Do you guys have polarized masks?


----------



## JOHNJOHN205 (Oct 2, 2007)

great news


----------



## Telum Pisces (Sep 27, 2007)

That's great to hear. I didn't mind the size, but I do a lot of people that said they were turned off because of the small building etc... This should bring you guys a lot more business. And Barancas is still on my commute to and from work, so your still the easiest place for me.


----------



## Brandy (Sep 28, 2007)

Congrats!


----------



## FelixH (Sep 28, 2007)

That's great Jim!! I'm glad it worked out.

Felix


----------



## lobsterman (Sep 30, 2007)

wowser wowser wowser congratulations on your movin on up to the bigger side. The best of luck and continued success.


----------



## sealark (Sep 27, 2007)

Is 3920 Barrancas Bruce Joneses old dive shop??


----------



## Corpsman (Oct 3, 2007)

Congrats guys. I will get over there asap to pick up mine and Pauls tanks.
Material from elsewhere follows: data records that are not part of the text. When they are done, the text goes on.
PR #6910, opened 2020-08-26
Allows for subscriptions to be de-duped

jkossis:
Allows for the consumer of the subscription to specify whether there should be de-duplication or not. This keeps the backwards compatible behavior of `false`, so it shouldn't introduce any kind of breaking behavior.

### DIFF
--- a/CHANGELOG.md
+++ b/CHANGELOG.md
@@ -14,6 +14,9 @@ TBD
 - When `@apollo/client` is imported as CommonJS (for example, in Node.js), the global `process` variable is now shadowed with a stripped-down object that includes only `process.env.NODE_ENV` (since that's all Apollo Client needs), eliminating the significant performance penalty of repeatedly accessing `process.env` at runtime. <br/>
   [@benjamn](https://github.com/benjamn) in [#7627](https://github.com/apollographql/apollo-client/pull/7627)
 
+- Allow identical subscriptions to be deduplicated by default, like queries. <br/>
+  [@jkossis](https://github.com/jkossis) in [#6910](https://github.com/apollographql/apollo-client/pull/6910)
+
 ### Documentation
 TBD
 
--- a/src/core/QueryManager.ts
+++ b/src/core/QueryManager.ts
@@ -661,7 +661,6 @@ export class QueryManager<TStore> {
         query,
         context,
         variables,
-        false,
       ).map(result => {
         if (fetchPolicy !== 'no-cache') {
           // the subscription interface should handle not sending us results we no longer subscribe to.


jkossis:
We also could do something similar to here (https://github.com/apollographql/apollo-client/blob/e440b49b29f3fb4fc92cab501dafa9bc3911ecb8/src/core/QueryManager.ts#L771), and defer the option to `getObservableFromLink`'s default assignment.

jkossis:
@benjamn what are your thoughts? I saw your comments here (https://github.com/apollographql/apollo-feature-requests/issues/74), and it seemed like you were in favor of this behavior. Interested in your input.

benjamn:
@jkossis I would have thought this should already work (unless there's a more general problem), since we are passing `context` from `startGraphQLSubscription` to `getObservableFromLink`, and `getObservableFromLink` uses the `context` parameter to compute a default value for the `deduplication` parameter:
```ts
    deduplication: boolean =
      // Prefer context.queryDeduplication if specified.
      context?.queryDeduplication ??
      this.queryDeduplication,
```
That said, I can totally imagine there being issues with deduplicating subscriptions, since they last a lot longer than queries, and have more results, so I'm interested to hear what kind of (mis)behavior you're seeing.

jkossis:
@benjamn I agree, the context is already being looked at in `getObservableFromLink`. However, that default assignment is never being executed as `false` is being explicitly passed in the case of a subscription.

jkossis:
@benjamn thoughts on above? I think the best solution is not passing the 4th parameter to `getObservableFromLink`, and letting the default assignment do its work.

jkossis:
@hwillson any thoughts as well? Seems like this could be a nice performance gain essentially for free.

ntziolis:
Is there anything I can do to help this PR get merged in?

rapacity:
any chance we'll be able to get de-duplicated subscriptions? this would really improve performance

it just needs a really small change to allow this option to be left up to the user rather than how it is right now, forced to be false

carlosdp:
would really love for this to be merged in as well

ntziolis:
again happy to provide assistance in any form. what is keeping this change from being merged in?

jkossis:
Just waiting on someone with write access to merge this in. Seems to be an easy fix, that is backwards-compatible.

ntziolis:
@jkossis Has anyone with write access so far been involved in this thread? 

If not:
Is the subscription deduplication configurable on/off? If not I would recommend the PR to be extended to support this to be configurable (with default to off). I could image that the maintainers are concerned that such a change could impact many existing users. I'm happy to assist just let me know.

jkossis:
@ntziolis I believe @benjamn has write access.

In terms of configuration, this change actually _allows_ for greater configuration, leveraging the assignment here: https://github.com/apollographql/apollo-client/blob/3d3e77b6d8fe220884b73102c8413ca20a75c6ef/src/core/QueryManager.ts#L774

Right now, false is being passed explicitly, so you can't configure it on the request's context, or at the global level (`this.queryDeduplication`).

ntziolis:
> @ntziolis I believe @benjamn has write access.
Perfect.

> Right now, false is being passed explicitly, so you can't configure it on the request's context, or at the global level (`this.queryDeduplication`).

I see. I would have thought this global level config might have been an issue since it will effect existing users, but after following the linked threads it seems that the apollo team is ok with this behavior change as you pointed out.

Thank you for pushing this forward.

@benjamn @hwillson Is there anything keeping the apollo team from getting this merged in?

floriaanpost:
It would be great if this could be fixed! I never changed my code, because I hoped this would be merged in soon. Will this still be fixed, or should I make some workaround? Thanks for all the great work with Apollo!

benjamn (approved):
All the updates/reasoning here since I last looked at this issue make sense to me! Thanks for continuing to work on this @jkossis.

benjamn:
@jkossis @floriaanpost @ntziolis @carlosdp @rapacity These changes are now available in `@apollo/client@3.4.0-beta.10` (just published). Please take a look / give it a try. We can backport these changes from `release-3.4` to 3.3.x if need be, once they've been proven.

KeithGillette:
I take it this PR solves the question I raised in discussion #7360?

I know you guys don't want to move anything you dont have to.

Jody


----------



## Evensplit (Oct 2, 2007)

> *sealark (12/8/2007)*Is 3920 Barrancas Bruce Joneses old dive shop??




probably, it may have been "skippers" original locationalso....:bowdown 

Actually, it used to beWiginton's RV's .


----------



## sealark (Sep 27, 2007)

Wiggingtons is not the place I was thinking about. But it should make a great place for your relocation. Good luck.


----------



## SCUBA Junkie (Oct 2, 2007)

> *sealark (12/8/2007)*Is 3920 Barrancas Bruce Joneses old dive shop??


Sealark, you are really dating yourself if you remember Bruce at his Pensacola Dive Shop. How long has it been now ? At least 25 years.


----------



## Florabama (Oct 19, 2007)

> *sealark (12/8/2007)*Is 3920 Barrancas Bruce Joneses old dive shop??




No, that was further east on Barrancas. It was across fromCounty Club Rd.As far as I remember, Skippers was always downtown wherethe Emerald City gay baris now.


----------



## Halfmoon (Oct 3, 2007)

I saw that yeaturday! Thats a nice building. Plenty of room. I thought it was some other Dive shop starting up. Cool!

Good Luck On the Move!!!


----------



## sealark (Sep 27, 2007)

Junkie,

Hell 25 years ago is just a drop in the bucket. I remember Ray Manuel, Kirk at dive world and so on... :banghead:doh


----------



## Clay-Doh (Oct 2, 2007)

:clap:clap:clap Glad for you guys!!


----------



## JSeaWach (Oct 29, 2007)

Sealark,

Much as I hate to admit it, Ray Manuel provided the gear for my OW class, several friends were certified with Kirk at Pace & Fairfield and I endured many of Bruce's "lectures" at the Barrancas location...Damn, time flies!!:toast



Congratulations MBT!!


----------



## dkdiver (Oct 15, 2007)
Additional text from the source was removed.